→ **Work request**: All lines of the following material must be written out exactly as they appear.

→ **Data shown**:

PR #82, opened 2016-10-04
Fix Example 3, repeated frame grabbing

dandv:
Hopefully the document renders correctly now.

Obsoletes #66.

→ **Written answer**:
PR #82, opened 2016-10-04
Fix Example 3, repeated frame grabbing

dandv:
Hopefully the document renders correctly now.

Obsoletes #66.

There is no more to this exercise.